EXERCISE OBJECTIVE:
Look for "mixin" in the listing below. Gather each line that contains it.
○ ○ ○
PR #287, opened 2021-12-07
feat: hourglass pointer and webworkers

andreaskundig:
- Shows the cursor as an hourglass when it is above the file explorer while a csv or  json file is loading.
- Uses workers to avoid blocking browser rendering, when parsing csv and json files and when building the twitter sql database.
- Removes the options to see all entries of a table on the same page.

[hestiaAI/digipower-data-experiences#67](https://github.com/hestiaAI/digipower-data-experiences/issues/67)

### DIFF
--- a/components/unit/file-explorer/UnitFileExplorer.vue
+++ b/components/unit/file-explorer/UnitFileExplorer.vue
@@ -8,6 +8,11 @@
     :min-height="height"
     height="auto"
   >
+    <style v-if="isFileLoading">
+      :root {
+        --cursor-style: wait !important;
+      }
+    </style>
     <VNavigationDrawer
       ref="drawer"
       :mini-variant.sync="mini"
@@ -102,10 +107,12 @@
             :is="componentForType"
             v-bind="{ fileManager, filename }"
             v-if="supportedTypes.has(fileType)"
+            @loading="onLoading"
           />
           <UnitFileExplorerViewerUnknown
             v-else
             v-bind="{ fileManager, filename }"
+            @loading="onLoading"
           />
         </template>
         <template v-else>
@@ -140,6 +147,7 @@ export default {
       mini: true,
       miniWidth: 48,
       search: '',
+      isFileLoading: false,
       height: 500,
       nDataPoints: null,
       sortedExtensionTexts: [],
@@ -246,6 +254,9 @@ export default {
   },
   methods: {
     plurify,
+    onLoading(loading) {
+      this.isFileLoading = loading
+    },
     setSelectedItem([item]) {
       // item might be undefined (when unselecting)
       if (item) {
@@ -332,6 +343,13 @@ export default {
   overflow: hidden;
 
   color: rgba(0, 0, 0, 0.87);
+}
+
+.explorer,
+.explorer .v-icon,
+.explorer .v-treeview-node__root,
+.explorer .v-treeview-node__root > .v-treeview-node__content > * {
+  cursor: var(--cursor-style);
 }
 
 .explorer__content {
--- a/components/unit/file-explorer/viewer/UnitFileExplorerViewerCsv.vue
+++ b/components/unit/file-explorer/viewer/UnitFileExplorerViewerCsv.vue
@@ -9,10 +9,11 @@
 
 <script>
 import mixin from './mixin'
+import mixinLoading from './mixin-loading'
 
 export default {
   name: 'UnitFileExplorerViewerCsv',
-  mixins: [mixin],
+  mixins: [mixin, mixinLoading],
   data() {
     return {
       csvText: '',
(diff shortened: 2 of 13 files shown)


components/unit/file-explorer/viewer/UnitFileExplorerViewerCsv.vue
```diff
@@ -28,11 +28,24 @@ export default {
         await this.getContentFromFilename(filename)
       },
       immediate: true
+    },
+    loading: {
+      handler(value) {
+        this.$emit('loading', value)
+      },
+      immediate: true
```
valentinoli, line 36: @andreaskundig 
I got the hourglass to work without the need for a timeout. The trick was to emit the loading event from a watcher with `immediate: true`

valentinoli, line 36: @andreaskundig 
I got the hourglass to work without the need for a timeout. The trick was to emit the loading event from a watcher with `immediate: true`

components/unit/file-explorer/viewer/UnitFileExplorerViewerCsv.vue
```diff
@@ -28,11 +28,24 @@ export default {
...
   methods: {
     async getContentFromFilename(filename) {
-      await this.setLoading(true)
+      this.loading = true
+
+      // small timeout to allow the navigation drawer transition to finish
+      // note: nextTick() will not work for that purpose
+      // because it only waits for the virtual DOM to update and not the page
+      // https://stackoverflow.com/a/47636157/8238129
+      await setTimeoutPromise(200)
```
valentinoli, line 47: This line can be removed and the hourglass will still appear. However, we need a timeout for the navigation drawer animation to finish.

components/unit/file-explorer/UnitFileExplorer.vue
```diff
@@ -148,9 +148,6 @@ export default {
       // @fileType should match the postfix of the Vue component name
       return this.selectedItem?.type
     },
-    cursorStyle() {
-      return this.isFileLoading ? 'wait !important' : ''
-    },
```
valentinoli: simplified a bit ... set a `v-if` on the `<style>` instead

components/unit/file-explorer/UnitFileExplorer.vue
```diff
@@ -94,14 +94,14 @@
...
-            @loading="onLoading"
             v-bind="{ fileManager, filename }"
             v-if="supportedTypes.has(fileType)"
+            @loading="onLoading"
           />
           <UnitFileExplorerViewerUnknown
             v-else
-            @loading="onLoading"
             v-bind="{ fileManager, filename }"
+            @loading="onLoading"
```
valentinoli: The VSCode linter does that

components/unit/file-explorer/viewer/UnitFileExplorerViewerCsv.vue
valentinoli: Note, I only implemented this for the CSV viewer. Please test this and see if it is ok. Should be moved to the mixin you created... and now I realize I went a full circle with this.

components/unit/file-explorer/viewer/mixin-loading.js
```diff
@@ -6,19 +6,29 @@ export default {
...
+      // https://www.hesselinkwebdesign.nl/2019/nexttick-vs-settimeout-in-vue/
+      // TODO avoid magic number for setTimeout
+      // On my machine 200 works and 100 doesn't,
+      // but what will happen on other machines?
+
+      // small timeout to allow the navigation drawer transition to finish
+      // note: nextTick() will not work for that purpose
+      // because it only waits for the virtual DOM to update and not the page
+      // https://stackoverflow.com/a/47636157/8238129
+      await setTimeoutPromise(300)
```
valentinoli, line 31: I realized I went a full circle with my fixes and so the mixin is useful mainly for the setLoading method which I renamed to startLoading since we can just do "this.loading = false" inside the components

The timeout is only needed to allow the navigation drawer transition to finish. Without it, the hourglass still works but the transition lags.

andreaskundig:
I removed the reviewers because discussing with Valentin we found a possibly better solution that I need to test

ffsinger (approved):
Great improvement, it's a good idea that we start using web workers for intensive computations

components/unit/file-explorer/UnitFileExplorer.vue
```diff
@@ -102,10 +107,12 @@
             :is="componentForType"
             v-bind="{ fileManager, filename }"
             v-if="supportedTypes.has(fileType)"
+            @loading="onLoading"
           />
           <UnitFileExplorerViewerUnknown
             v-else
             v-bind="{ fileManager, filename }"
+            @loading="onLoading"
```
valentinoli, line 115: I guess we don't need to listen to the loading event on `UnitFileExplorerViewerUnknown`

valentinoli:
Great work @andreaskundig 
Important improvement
○ ○ ○
WRITTEN SOLUTION:
 import mixin from './mixin'
+import mixinLoading from './mixin-loading'
-  mixins: [mixin],
+  mixins: [mixin, mixinLoading],
valentinoli: Note, I only implemented this for the CSV viewer. Please test this and see if it is ok. Should be moved to the mixin you created... and now I realize I went a full circle with this.
components/unit/file-explorer/viewer/mixin-loading.js
valentinoli, line 31: I realized I went a full circle with my fixes and so the mixin is useful mainly for the setLoading method which I renamed to startLoading since we can just do "this.loading = false" inside the components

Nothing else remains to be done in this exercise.